TRANSITION/RESIDENTIAL PLACEMENT

If orphaning is still imminent, the church already has a history with and familiarity of these children due to its prevention and delay involvement. Requisite trust has been built with the families and the kids. The church prepares the family for death through counsel and practical programs that help to safeguard memories, family heritage and continuity. Meanwhile, the church looks to see what extended family options currently exist or helps to convince and support otherwise uncommitted relatives to step up and take in these children. Again, this provides further inlets for the church to reach and minister to families. The church is given witnessing avenues beyond just the interest in the children.

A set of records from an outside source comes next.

PR #2652, opened 2023-04-24
Enable pyright strict mode

CyberDem0n:
- added pyrightconfig.json with typeCheckingMode=strict
- added type hints to all files except api.py
- fixed most of pyright issues in files with added docstrings
- added type stubs for dns, etcd, consul, kazoo, pysyncobj and so on python modules
- added type stubs for psycopg2 and urllib3 with some little fixes
- fixes most of the issues reported by pyright


CyberDem0n:
@barthisrael, @matthbakeredb, please review.
It is necessary because you started changing the same files in the #2648.

matthbakeredb:
I don't see a `pyrightconfig.json`, did you forget to add it?

CyberDem0n:
> I don't see a `pyrightconfig.json`, did you forget to add it?

Pushed.

patroni/config.py
```diff
@@ -309,6 +313,7 @@ def set_dynamic_configuration(self, configuration):
                 return True
             except Exception:
                 logger.exception('Exception when setting dynamic_configuration')
+        return False
 
     def reload_local_configuration(self):
```
barthisrael, line 318:
```suggestion
    def reload_local_configuration(self) -> Union[bool, None]:
```

patroni/dcs/__init__.py
```diff
@@ -161,13 +171,13 @@ def conn_url(self):
             self.data['conn_url'] = conn_url
             return conn_url
 
-    def conn_kwargs(self, auth=None):
+    def conn_kwargs(self, auth: Union[Any, Dict[str, Any], None] = None) -> Dict[str, Any]:
```
barthisrael, line 174:
```suggestion
    def conn_kwargs(self, auth: Union[Dict[str, Any], None] = None) -> Dict[str, Any]:
```

It apparently handles only `dict` and `None`.

patroni/dcs/__init__.py
```diff
@@ -230,8 +240,8 @@ def version(self):
 
 class RemoteMember(Member):
     """Represents a remote member (typically a primary) for a standby cluster"""
-    def __new__(cls, name, data):
-        return super(RemoteMember, cls).__new__(cls, None, name, None, data)
+    def __new__(cls, name: str, data: Dict[str, Any]) -> 'RemoteMember':
+        return super(RemoteMember, cls).__new__(cls, -1, name, None, data)
 
     @staticmethod
     def allowed_keys():
```
barthisrael, line 247:
```suggestion
    def allowed_keys() -> Tuple[str, ...]:
```

patroni/dcs/__init__.py
```diff
@@ -447,37 +470,40 @@ def matches(self, name: Union[str, None], check_leader: Optional[bool] = False)
...
-class TimelineHistory(namedtuple('TimelineHistory', 'index,value,lines')):
+class TimelineHistory(NamedTuple):
     """Object representing timeline history file"""
+    index: _Version
+    value: Any
+    lines: List[_HistoryTuple]
 
     @staticmethod
-    def from_node(index, value):
+    def from_node(index: _Version, value: str) -> 'TimelineHistory':
```
barthisrael, line 492:
```suggestion
    def from_node(index: _Version, value: Optional[str]) -> 'TimelineHistory':
```

As the `except` blocks handles `TypeError`, I'd say `value` can be `None`.

patroni/dcs/__init__.py
```diff
@@ -491,55 +517,62 @@ class Cluster(namedtuple('Cluster', 'initialize,config,leader,last_lsn,members,'
...
         return any(m for m in self.members if m.name == member_name)
 
-    def get_member(self, member_name, fallback_to_leader=True):
+    def get_member(self, member_name: str, fallback_to_leader: bool = True) -> Union[Member, Leader, None]:
         return ([m for m in self.members if m.name == member_name] or [self.leader if fallback_to_leader else None])[0]
 
-    def get_clone_member(self, exclude):
-        exclude = [exclude] + [self.leader.name] if self.leader else []
+    def get_clone_member(self, exclude_name: str) -> Union[Member, Leader, None]:
+        exclude = [exclude_name] + [self.leader.name] if self.leader else []
```
barthisrael, line 552:
```suggestion
        exclude = [exclude_name] + ([self.leader.name] if self.leader else [])
```

It has nothing to do with this actual PR, but I was wondering if this check is missing parenthesis?

patroni/dcs/__init__.py
```diff
@@ -954,10 +998,11 @@ def attempt_to_acquire_leader(self):
         process requests (hopefuly temporary), the ~DCSError exception should be raised"""
 
     @abc.abstractmethod
-    def set_failover_value(self, value, index=None):
+    def set_failover_value(self, value: str, index: Optional[Any] = None) -> bool:
         """Create or update `/failover` key"""
 
-    def manual_failover(self, leader, candidate, scheduled_at=None, index=None):
+    def manual_failover(self, leader: str, candidate: str, scheduled_at: Optional[datetime.datetime] = None,
```
barthisrael, line 1004:
```suggestion
    def manual_failover(self, leader: Optional[str], candidate: Optional[str], scheduled_at: Optional[datetime.datetime] = None,
```

The `if leader` and `if candidate` that are performed in the function body give me the impression the parameters can assume `None` value.

patroni/dcs/__init__.py
```diff
@@ -1033,8 +1078,8 @@ def sync_state(leader: Union[str, None], sync_standby: Union[Collection[str], No
         """
         return {'leader': leader, 'sync_standby': ','.join(sorted(sync_standby)) if sync_standby else None}
 
-    def write_sync_state(self, leader: Union[str, None], sync_standby: Union[Collection[str], None],
-                         index: Optional[Union[int, str]] = None) -> bool:
+    def write_sync_state(self, leader: Optional[str], sync_standby: Optional[Collection[str]],
+                         index: Optional[_Version] = None) -> bool:
```
barthisrael, line 1082:
```suggestion
                         index: Optional[Any] = None) -> bool:
```

All other occurrences of `index` parameter in methods of `AbstractDcs` class use `Optional[Any]`.
That leads me to believe this one should also follow the same convention.

Besides that, while taking a look at the `index` usage, it seems to expect an `int` which is incremented upon modifications. What is the usage of `str` for `index`?

patroni/dcs/consul.py
```diff
@@ -38,12 +39,17 @@ class InvalidSession(ConsulException):
     """invalid session"""
 
 
-Response = namedtuple('Response', 'code,headers,body,content')
+class Response(NamedTuple):
+    code: int
+    headers: Any
```
barthisrael, line 44:
```suggestion
    headers: Union[Mapping[str, str], Mapping[bytes, bytes], None]
```

Based on [urllib3 source code](https://github.com/urllib3/urllib3/blob/main/src/urllib3/response.py#L533).

patroni/dcs/consul.py
```diff
@@ -88,14 +94,18 @@ def response(response):
...
-    def __getattr__(self, method):
+    def __getattr__(self, method: str) -> Callable[[Callable[[Response], Union[bool, Any, Tuple[str, Any]]],
+                                                    str, Union[None, Dict[str, Any], List[Tuple[str, Any]]],
+                                                    str, Optional[Dict[str, str]]], Union[bool, Any, Tuple[str, Any]]]:
         if method not in ('get', 'post', 'put', 'delete'):
             raise AttributeError("HTTPClient instance has no attribute '{0}'".format(method))
 
-        def wrapper(callback, path, params=None, data='', headers=None):
+        def wrapper(callback: Callable[[Response], Union[bool, Any, Tuple[str, Any]]], path: str,
+                    params: Union[None, Dict[str, Any], List[Tuple[str, Any]]] = None, data: str = '',
```
barthisrael, line 107:
```suggestion
                    params: Union[None, Dict[str, Any], List[Tuple[str, Any]], Tuple[Tuple[str, Any], ...]] = None, data: str = '',
```

Analogous to previous one.

patroni/dcs/consul.py
```diff
@@ -88,14 +94,18 @@ def response(response):
                 raise ConsulInternalError(msg)
         return Response(response.status, response.headers, body, content)
 
-    def uri(self, path, params=None):
+    def uri(self, path: str, params: Optional[Dict[str, Any]] = None) -> str:
         return '{0}{1}{2}'.format(self.base_uri, path, params and '?' + urlencode(params) or '')
 
-    def __getattr__(self, method):
+    def __getattr__(self, method: str) -> Callable[[Callable[[Response], Union[bool, Any, Tuple[str, Any]]],
+                                                    str, Union[None, Dict[str, Any], List[Tuple[str, Any]]],
```
barthisrael, line 101:
```suggestion
                                                    str, Union[None, Dict[str, Any], List[Tuple[str, Any]], Tuple[Tuple[str, Any], ...]],
```

Analogous to previous one.

patroni/dcs/consul.py
```diff
@@ -127,13 +137,13 @@ def wrapper(callback, path, params=None, data='', headers=None):
 
 class ConsulClient(base.Consul):
 
-    def __init__(self, *args, **kwargs):
+    def __init__(self, *args: Any, **kwargs: Any):
```
barthisrael, line 140:
```suggestion
    def __init__(self, *args: Any, **kwargs: Any) -> None:
```

patroni/dcs/consul.py
```diff
@@ -266,20 +278,20 @@ def reload_config(self, config):
         self._previous_loop_register_service = self._register_service
         self._register_service = should_register_service
 
-    def set_ttl(self, ttl):
+    def set_ttl(self, ttl: int) -> Optional[bool]:
```
barthisrael, line 281: This one has `Optional[bool]` to make it compatible with the `set_ttl` function from the abstract class, right? I'm asking because this implementation itself only returns `None`.

patroni/dcs/__init__.py
CyberDem0n: It does, but `postgresql.authentication.{superuser,replication,rewind}` could contain something different from dict and there are no external checks for that.
The one that we have is located down this method: `if auth and isinstance(auth, dict):`.
If we remove Any from Union pyright starts complaining.

patroni/dcs/consul.py
```diff
@@ -8,11 +8,12 @@
 import time
 import urllib3
 
-from collections import defaultdict, namedtuple
+from collections import defaultdict
 from consul import ConsulException, NotFound, base
 from http.client import HTTPException
 from urllib3.exceptions import HTTPError
 from urllib.parse import urlencode, urlparse, quote
+from typing import Any, Callable, Dict, List, NamedTuple, Optional, Union, Tuple
```
CyberDem0n, line 16:
```suggestion
from typing import Any, Callable, Dict, List, Mapping, NamedTuple, Optional, Union, Tuple
```

patroni/dcs/kubernetes.py
```diff
@@ -232,36 +240,37 @@ def __init__(self, bypass_api_service: Optional[bool] = False) -> None:
...
-        def set_read_timeout(self, timeout):
+        def set_read_timeout(self, timeout: Union[int, float]) -> None:
             self._read_timeout = timeout
 
-        def set_api_servers_cache_ttl(self, ttl):
+        def set_api_servers_cache_ttl(self, ttl: int) -> None:
             self._api_servers_cache_ttl = ttl - 0.5
 
-        def set_base_uri(self, value):
+        def set_base_uri(self, value: str):
```
CyberDem0n, line 249:
```suggestion
        def set_base_uri(self, value: str) -> None:
```

patroni/dcs/zookeeper.py
```diff
@@ -136,30 +139,28 @@ def _kazoo_connect(self, *args):
         ret = self._orig_kazoo_connect(*args)
         return max(self.loop_wait - 2, 2) * 1000, ret[1]
 
-    def session_listener(self, state):
+    def session_listener(self, state: str) -> None:
         if state in [KazooState.SUSPENDED, KazooState.LOST]:
             self.cluster_watcher(None)
 
-    def status_watcher(self, event):
+    def status_watcher(self, event: Optional[WatchedEvent]):
```
CyberDem0n, line 146:
```suggestion
    def status_watcher(self, event: Optional[WatchedEvent]) -> None:
```

patroni/utils.py
```diff
@@ -586,7 +590,7 @@ def polling_loop(timeout: Union[int, float], interval: Optional[Union[int, float
     while time.time() < end_time:
         yield iteration
         iteration += 1
-        time.sleep(interval)
+        time.sleep(float(interval))
 
 
 def split_host_port(value: str, default_port: int) -> Tuple[str, int]:
```
barthisrael, line 596:
```suggestion
def split_host_port(value: str, default_port: Optional[int]) -> Tuple[str, int]:
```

If these first two options don’t exist or have failed, then the church turns to its own congregation – first to see if church members can raise and care for the children as their own (adoption) or as an intermediate step until another family is found (foster care). The church therefore serves as an integral community-based solution.

If the church’s capacity has already reached its upper limits, then a church-based residential care solution is needed in order to keeps kids off of the streets, herded into institutions, preyed upon by traffickers, or being exploited as domestic slaves in other community homes.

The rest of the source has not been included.